Study material below:

PR #23771, opened 2023-08-14
Prefer binary packages when installing httpbin

swt2c:
This should hopefully work around the issue of greenlet (dependency of httpbin) failing to compile with gcc 4.8.  Installing binary packages is preferably anyway, as it should be faster.

### DIFF
--- a/.github/workflows/ci.yml
+++ b/.github/workflows/ci.yml
@@ -172,8 +172,9 @@ jobs:
               #     be built from source with gcc 4.8 any longer (its build
               #     script uses -Wdate-time option unknown to this compiler).
               #   - xvfb is used for running the GUI tests.
+              #   - httpbin's dependencies can't be built by gcc 4.8 any more.
               apt-get update -qq
-              apt-get install -qq coreutils ${compiler-g++} git make pkg-config python3 python3-cffi python3-pip sudo xvfb
+              apt-get install -qq coreutils ${compiler-g++} git make pkg-config python3 python3-cffi python3-pip python3-httpbin sudo xvfb
               ;;
 
             '')
--- a/build/tools/httpbin.sh
+++ b/build/tools/httpbin.sh
@@ -8,12 +8,19 @@ httpbin_launch() {
 
     echo 'Launching httpbin...'
 
+    # Get Ubuntu codename if it exists
+    if command -v lsb_release > /dev/null; then
+        codename=$(lsb_release --codename --short)
+    fi
+
     # Installing Flask 2.1.0 and its dependency Werkzeug 2.1.0 results
     # in failures when trying to run httpbin, so stick to an older but
     # working version.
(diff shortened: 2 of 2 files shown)


vadz:
Is it worth installing pip supporting this option or would it just open yet another can of worms?

swt2c:
> Is it worth installing pip supporting this option or would it just open yet another can of worms?

Maybe, but yes it might open a new can of worms.  The other option I was considering was just installing the distribution packaged version of httpbin (on Linux only) and not install anything with pip.  Any objections to that?

vadz:
Well, we used to do this but stopped because it had problems too, but this was with the really ancient Ubuntu versions that we don't support any more, so maybe it's fine to return to this.

I'll take anything that works at this stage, I have no idea how to get rid of `-Wdate-time` error which breaks all the CI builds right now. As usual, I'm impressed how things just break on their own when we didn't change literally anything (and I even have an alibi: I was on vacation!).

swt2c:
> Well, we used to do this but stopped because it had problems too, but this was with the really ancient Ubuntu versions that we don't support any more, so maybe it's fine to return to this.
> 
> I'll take anything that works at this stage, I have no idea how to get rid of `-Wdate-time` error which breaks all the CI builds right now. As usual, I'm impressed how things just break on their own when we didn't change literally anything (and I even have an alibi: I was on vacation!).

This PR is an attempt to fix the `-Wdate-time` error.  It came up because one of httpbin's dependencies no longer has a wheel for the Python version on Ubuntu 18.04, so it has to be compiled, which it can't with gcc 4.8.

Welcome back from vacation!

vadz:
> This PR is an attempt to fix the `-Wdate-time` error.

I hoped so, but thanks for confirming. In the meanwhile, I had a look at what has really changed and it seems like there was a weird new release of httpbin on August 11, so I wonder if we can just revert to the old one, especially as I have no idea about where did the new release come from, seeing that there haven't been any changes in the official repository.

Unfortunately my PR is still in the queue because ccache has also stopped working while I wasn't looking and so every build now recompiles everything from scratch, which means that it takes an hour instead of ~10 minutes. And, as usual with this CI stuff, I have no idea what has changed.

> Welcome back from vacation!

Thanks, it definitely won't happen again any time soon, I still have ~50 wx emails to look at...

swt2c:
> Unfortunately my PR is still in the queue because ccache has also stopped working while I wasn't looking and so every build now recompiles everything from scratch, which means that it takes an hour instead of ~10 minutes. And, as usual with this CI stuff, I have no idea what has changed.

Closing this one in favor of yours #23800 which actually works.

> > Welcome back from vacation!
> 
> Thanks, it definitely won't happen again any time soon, I still have ~50 wx emails to look at...

Eh, there's always time for vacations...there's only a limited time for those, and an unlimited number of wx things to do.  :-)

End of Study material.

# [Work request]
Find, please, how many lines in the data include the word "everything", and put down that number only.

# [Answer section]
2